Stored items:
--- START ---

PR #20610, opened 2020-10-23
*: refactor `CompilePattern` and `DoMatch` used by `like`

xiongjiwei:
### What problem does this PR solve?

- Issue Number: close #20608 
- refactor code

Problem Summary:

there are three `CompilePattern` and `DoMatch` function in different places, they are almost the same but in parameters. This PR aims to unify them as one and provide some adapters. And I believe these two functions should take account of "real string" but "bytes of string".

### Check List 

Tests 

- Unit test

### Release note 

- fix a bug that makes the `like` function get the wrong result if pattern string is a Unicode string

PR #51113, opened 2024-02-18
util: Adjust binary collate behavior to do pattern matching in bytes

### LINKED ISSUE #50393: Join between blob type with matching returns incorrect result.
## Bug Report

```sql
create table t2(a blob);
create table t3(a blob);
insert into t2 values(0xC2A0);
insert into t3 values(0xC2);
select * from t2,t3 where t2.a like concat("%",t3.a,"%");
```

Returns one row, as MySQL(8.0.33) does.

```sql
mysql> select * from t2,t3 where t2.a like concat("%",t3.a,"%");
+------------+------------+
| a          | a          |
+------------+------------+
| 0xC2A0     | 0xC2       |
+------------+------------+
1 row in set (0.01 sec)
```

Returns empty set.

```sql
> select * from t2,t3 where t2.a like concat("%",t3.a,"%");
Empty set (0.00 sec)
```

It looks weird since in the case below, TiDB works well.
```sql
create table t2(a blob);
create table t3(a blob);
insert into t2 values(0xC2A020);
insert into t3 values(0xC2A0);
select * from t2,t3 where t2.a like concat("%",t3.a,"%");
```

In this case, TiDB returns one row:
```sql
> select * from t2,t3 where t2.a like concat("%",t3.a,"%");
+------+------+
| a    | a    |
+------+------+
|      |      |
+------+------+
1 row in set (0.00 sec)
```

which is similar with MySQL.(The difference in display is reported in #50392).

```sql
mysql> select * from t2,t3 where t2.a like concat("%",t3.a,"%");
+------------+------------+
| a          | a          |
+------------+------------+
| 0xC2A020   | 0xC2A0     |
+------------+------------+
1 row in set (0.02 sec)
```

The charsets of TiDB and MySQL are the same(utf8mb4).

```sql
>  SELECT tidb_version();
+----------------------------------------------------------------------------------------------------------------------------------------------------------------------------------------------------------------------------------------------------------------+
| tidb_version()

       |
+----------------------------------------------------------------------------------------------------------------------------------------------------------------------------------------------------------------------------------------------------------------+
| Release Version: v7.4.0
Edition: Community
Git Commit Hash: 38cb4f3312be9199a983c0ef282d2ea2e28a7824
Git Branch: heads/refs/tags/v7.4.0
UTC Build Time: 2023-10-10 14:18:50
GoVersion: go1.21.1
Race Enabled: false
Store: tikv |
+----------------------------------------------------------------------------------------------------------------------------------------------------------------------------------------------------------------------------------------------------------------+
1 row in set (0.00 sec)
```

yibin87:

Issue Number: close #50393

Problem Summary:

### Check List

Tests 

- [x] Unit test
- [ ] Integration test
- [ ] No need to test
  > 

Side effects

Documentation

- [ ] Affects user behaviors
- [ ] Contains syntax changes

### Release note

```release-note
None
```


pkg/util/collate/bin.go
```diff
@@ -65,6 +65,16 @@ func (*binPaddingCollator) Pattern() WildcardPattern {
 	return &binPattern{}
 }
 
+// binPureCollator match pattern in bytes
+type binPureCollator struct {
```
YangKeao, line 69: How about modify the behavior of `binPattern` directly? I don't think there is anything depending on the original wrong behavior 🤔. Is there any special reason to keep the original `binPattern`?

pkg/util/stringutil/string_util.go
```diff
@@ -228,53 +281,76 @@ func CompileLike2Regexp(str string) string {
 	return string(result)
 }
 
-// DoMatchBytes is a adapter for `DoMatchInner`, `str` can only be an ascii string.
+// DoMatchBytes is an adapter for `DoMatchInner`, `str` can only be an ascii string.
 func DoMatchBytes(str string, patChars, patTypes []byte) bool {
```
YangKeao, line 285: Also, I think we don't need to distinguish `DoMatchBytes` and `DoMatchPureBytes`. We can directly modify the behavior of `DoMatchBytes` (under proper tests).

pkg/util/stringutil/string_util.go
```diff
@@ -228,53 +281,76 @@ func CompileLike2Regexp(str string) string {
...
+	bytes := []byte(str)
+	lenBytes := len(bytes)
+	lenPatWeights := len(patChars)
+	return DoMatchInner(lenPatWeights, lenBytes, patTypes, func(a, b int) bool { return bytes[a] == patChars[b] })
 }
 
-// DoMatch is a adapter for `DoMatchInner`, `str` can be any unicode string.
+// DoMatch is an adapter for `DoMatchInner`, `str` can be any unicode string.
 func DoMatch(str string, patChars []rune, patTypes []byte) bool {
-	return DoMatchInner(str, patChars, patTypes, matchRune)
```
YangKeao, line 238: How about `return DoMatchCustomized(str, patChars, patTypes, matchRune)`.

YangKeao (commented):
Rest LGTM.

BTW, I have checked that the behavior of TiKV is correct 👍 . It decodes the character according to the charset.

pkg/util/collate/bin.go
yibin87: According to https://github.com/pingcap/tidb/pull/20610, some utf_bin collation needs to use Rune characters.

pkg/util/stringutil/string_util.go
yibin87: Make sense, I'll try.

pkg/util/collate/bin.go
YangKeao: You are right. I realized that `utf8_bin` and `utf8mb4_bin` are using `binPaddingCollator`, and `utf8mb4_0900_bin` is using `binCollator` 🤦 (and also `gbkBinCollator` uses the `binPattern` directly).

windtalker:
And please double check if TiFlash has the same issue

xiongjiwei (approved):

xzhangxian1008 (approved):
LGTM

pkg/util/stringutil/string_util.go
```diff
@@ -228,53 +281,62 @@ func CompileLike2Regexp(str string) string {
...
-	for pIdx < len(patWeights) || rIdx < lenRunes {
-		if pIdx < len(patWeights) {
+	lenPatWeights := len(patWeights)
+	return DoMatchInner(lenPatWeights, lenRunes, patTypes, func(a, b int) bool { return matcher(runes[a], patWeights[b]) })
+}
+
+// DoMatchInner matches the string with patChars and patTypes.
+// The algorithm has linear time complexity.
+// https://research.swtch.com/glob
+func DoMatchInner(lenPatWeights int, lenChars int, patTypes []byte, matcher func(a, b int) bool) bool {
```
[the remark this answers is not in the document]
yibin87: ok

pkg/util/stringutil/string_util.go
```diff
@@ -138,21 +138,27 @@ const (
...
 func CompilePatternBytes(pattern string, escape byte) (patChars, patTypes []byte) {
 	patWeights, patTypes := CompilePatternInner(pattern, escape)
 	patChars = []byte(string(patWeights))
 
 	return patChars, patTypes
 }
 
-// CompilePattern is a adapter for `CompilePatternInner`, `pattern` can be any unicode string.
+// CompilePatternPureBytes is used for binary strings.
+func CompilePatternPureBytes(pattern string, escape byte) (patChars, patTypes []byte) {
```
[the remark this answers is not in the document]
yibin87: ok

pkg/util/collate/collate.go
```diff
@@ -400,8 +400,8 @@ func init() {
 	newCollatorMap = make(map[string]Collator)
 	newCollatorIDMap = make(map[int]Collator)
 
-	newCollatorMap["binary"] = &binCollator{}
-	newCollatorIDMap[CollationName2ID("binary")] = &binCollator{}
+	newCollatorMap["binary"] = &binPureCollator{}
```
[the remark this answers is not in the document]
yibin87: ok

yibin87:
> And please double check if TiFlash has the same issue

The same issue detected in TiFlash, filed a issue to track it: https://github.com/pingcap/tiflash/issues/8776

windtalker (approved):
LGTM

--- END ---
--- START ---

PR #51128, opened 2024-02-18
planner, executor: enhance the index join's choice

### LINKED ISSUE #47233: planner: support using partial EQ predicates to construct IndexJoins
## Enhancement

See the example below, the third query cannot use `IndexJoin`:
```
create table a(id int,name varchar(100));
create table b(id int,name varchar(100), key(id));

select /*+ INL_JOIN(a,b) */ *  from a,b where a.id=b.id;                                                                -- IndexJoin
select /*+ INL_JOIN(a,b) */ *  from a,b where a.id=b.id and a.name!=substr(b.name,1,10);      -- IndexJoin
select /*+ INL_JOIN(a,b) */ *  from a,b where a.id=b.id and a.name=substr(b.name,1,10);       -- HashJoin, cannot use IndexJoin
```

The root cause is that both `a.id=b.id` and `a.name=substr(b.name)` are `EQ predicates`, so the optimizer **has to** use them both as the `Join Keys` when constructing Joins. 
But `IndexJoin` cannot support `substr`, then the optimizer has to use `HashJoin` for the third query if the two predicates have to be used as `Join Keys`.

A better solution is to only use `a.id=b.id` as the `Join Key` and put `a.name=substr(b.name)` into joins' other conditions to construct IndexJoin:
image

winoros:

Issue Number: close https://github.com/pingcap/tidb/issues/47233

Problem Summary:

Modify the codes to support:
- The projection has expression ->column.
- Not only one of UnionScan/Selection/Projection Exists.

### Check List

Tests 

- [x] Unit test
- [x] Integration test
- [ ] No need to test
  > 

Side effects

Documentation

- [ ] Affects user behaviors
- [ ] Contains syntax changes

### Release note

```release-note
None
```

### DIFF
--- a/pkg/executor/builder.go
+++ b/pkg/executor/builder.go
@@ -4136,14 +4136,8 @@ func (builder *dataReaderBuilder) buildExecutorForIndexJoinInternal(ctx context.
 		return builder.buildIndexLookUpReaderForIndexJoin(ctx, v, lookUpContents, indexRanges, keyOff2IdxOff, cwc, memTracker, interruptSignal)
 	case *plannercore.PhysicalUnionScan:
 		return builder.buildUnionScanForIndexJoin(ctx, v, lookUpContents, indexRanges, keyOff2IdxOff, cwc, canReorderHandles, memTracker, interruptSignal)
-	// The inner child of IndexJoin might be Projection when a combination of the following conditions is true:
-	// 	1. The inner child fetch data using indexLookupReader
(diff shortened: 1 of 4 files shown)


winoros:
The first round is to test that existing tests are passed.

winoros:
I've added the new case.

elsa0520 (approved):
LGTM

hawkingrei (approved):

--- END ---

The word to find is "does". Copy every line of the records that holds it.

→ **Answer for this exercise**:
### What problem does this PR solve?
Returns one row, as MySQL(8.0.33) does.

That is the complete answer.